Reproduce exactly the lines that run from the start of the records below to the line with "### Problem Description", inclusive.
[Opening Task inputs section]
PR #323, opened 2023-03-15
Better extra categoricals warning message

### LINKED ISSUE #315: More detailed warning in `QualityReport` for unexpected category values
### Problem Description
Currently when you run the `QualityReport`, the software checks to see whether all the category _values_ in the synthetic data were present in the real data. This is a good check, as categorical columns must have a predefined set of values -- it doesn't make sense for the synthetic data to have unseen categories.

However, the warning makes it hard to identify where exactly the unseen categories are coming from. Here's what's shown today:

```
UserWarning: Unexpected value <VALUE> in synthetic data.
```

This is not useful, especially if it prints out many times.
```
UserWarning: Unexpected value A in synthetic data.
UserWarning: Unexpected value B in synthetic data.
UserWarning: Unexpected value C in synthetic data.
...
```

### Expected behavior

**For multi-table data**: For a multi table `QualityReport`, we should print table and column name. We can squash all the category values into a single warning per column.

```
UserWarning: Unexpected values ('A', 'B', 'C') in column 'gender' and table 'users'
UserWarning: Unexpected values ('X', 'Y', 'Z', 'AA', 'BB' + more) in column 'status' and table 'sessions'
```

**For single-table data**: For a single table `QualityReport`, we do not have to print the table name
```
UserWarning: Unexpected values ('A', 'B', 'C') in column 'gender'
UserWarning: Unexpected values ('X', 'Y', 'Z', 'AA', 'BB' + more) in column 'status'
```

frances-h:
Resolve #315

### DIFF
--- a/sdmetrics/reports/utils.py
+++ b/sdmetrics/reports/utils.py
@@ -641,8 +641,8 @@ def _validate_categorical_values(real_data, synthetic_data, metadata, table=None
             The name of the current table, if one exists
     """
     if table:
-        warning_format = 'Unexpected values ({values}) in column "{column}" '\
-                         f'and table "{table}"'
+        warning_format = ('Unexpected values ({values}) in column "{column}" '
+                          f'and table "{table}"')
     else:
         warning_format = 'Unexpected values ({values}) in column "{column}"'
 
--- a/sdmetrics/reports/utils.py
+++ b/sdmetrics/reports/utils.py
@@ -656,7 +656,8 @@ def _validate_categorical_values(real_data, synthetic_data, metadata, table=None
             ]
             if extra_categories:
                 value_list = '", "'.join(str(value) for value in extra_categories[:5])
-                values = f'"{value_list}" + more' if len(extra_categories) > 5 else f'"{value_list}"'
+                values = f'"{value_list}" + more' if len(
+                    extra_categories) > 5 else f'"{value_list}"'
                 warnings.warn(warning_format.format(values=values, column=column))
 
 
--- a/sdmetrics/reports/utils.py
+++ b/sdmetrics/reports/utils.py
@@ -655,12 +655,8 @@ def _validate_categorical_values(real_data, synthetic_data, metadata, table=None
                 if value not in real_data[column].unique()
             ]
             if extra_categories:
-                if len(extra_categories) > 5:
-                    value_list = '", "'.join(str(value) for value in extra_categories[:5])
-                    values = f'"{value_list}" + more'
-                else:
-                    value_list = '", "'.join(str(value) for value in extra_categories)
-                    values = f'"{value_list}"'
+                value_list = '", "'.join(str(value) for value in extra_categories[:5])
+                values = f'"{value_list}" + more' if len(extra_categories) > 5 else f'"{value_list}"'
                 warnings.warn(warning_format.format(values=values, column=column))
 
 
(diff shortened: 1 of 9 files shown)


sdmetrics/reports/utils.py
```diff
@@ -624,3 +625,79 @@ def print_results_for_level(out, results, level):
...
+                if value not in real_data[column].unique()
+            ]
+            if extra_categories:
+                if len(extra_categories) > 5:
+                    value_list = '", "'.join(str(value) for value in extra_categories[:5])
+                    values = f'"{value_list}" + more'
+                else:
+                    value_list = '", "'.join(str(value) for value in extra_categories)
+                    values = f'"{value_list}"'
+                warnings.warn(warning_format.format(values=values, column=column))
```
amontanez24, line 664: minor: add a space above this line

sdmetrics/reports/utils.py
```diff
@@ -624,3 +625,79 @@ def print_results_for_level(out, results, level):
...
+            extra_categories = [
+                value for value in synthetic_data[column].unique()
+                if value not in real_data[column].unique()
+            ]
+            if extra_categories:
+                if len(extra_categories) > 5:
+                    value_list = '", "'.join(str(value) for value in extra_categories[:5])
+                    values = f'"{value_list}" + more'
+                else:
+                    value_list = '", "'.join(str(value) for value in extra_categories)
```
amontanez24, line 662: minor: we could shorten this to
```python
value_list = '", "'.join(str(value) for value in extra_categories[:5])
values = f'"{value_list}" + more' if len(extra_categories) > 5 else f'"{value_list}"'
```
since taking a subset of a list with less elements than the max index doesn't crash, but the current way is maybe more explicit

tests/unit/reports/test_utils.py
```diff
@@ -1189,3 +1191,127 @@ def test_aggregate_metric_results():
...
+
+
+def test__validate_categorical_values():
+    """Test no extra categoricals does not crash."""
+    # Setup
+    sdtype = 'categorical'
+    real_data = pd.DataFrame({'col1': [1, 2, 3, 4]})
+    synthetic_data = pd.DataFrame({'col1': [1, 2, 4, 4]})
+    metadata = {'fields': {'col1': {'type': sdtype}}}
+    warnings.filterwarnings('error', category=UserWarning)
```
amontanez24, line 1203: do we need to filter and reset warnings for this one? My understanding is that none are getting raised here and it doesn't look like we're checking them

amontanez24 (approved):
Some minor comments but this LGTM!

tests/unit/reports/test_utils.py
frances-h: Yeah, my intention here was to test that the warning doesn't get raised when there aren't extra categories. Since it's just a warning, the only way to get the test to fail if the warning occurs is to have the warning to error.

sdmetrics/reports/utils.py
```diff
@@ -624,3 +625,75 @@ def print_results_for_level(out, results, level):
...
+        synthetic_data (pd.DataFrame):
+            The synthetic data.
+        metadata (dict):
+            The metadata.
+        table (str, optional):
+            The name of the current table, if one exists
+    """
+    if table:
+        warning_format = 'Unexpected values ({values}) in column "{column}" '\
+                         f'and table "{table}"'
```
pvk-developer, line 645: In general when having to deal with this situations I would recommend using `(`. Also looks like missing formatting for `values` and `column` (f-string).

pvk-developer (approved):
Just a minor comment but other than that LGTM!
[Closing Task inputs section]
### Your response
PR #323, opened 2023-03-15
Better extra categoricals warning message

### LINKED ISSUE #315: More detailed warning in `QualityReport` for unexpected category values
### Problem Description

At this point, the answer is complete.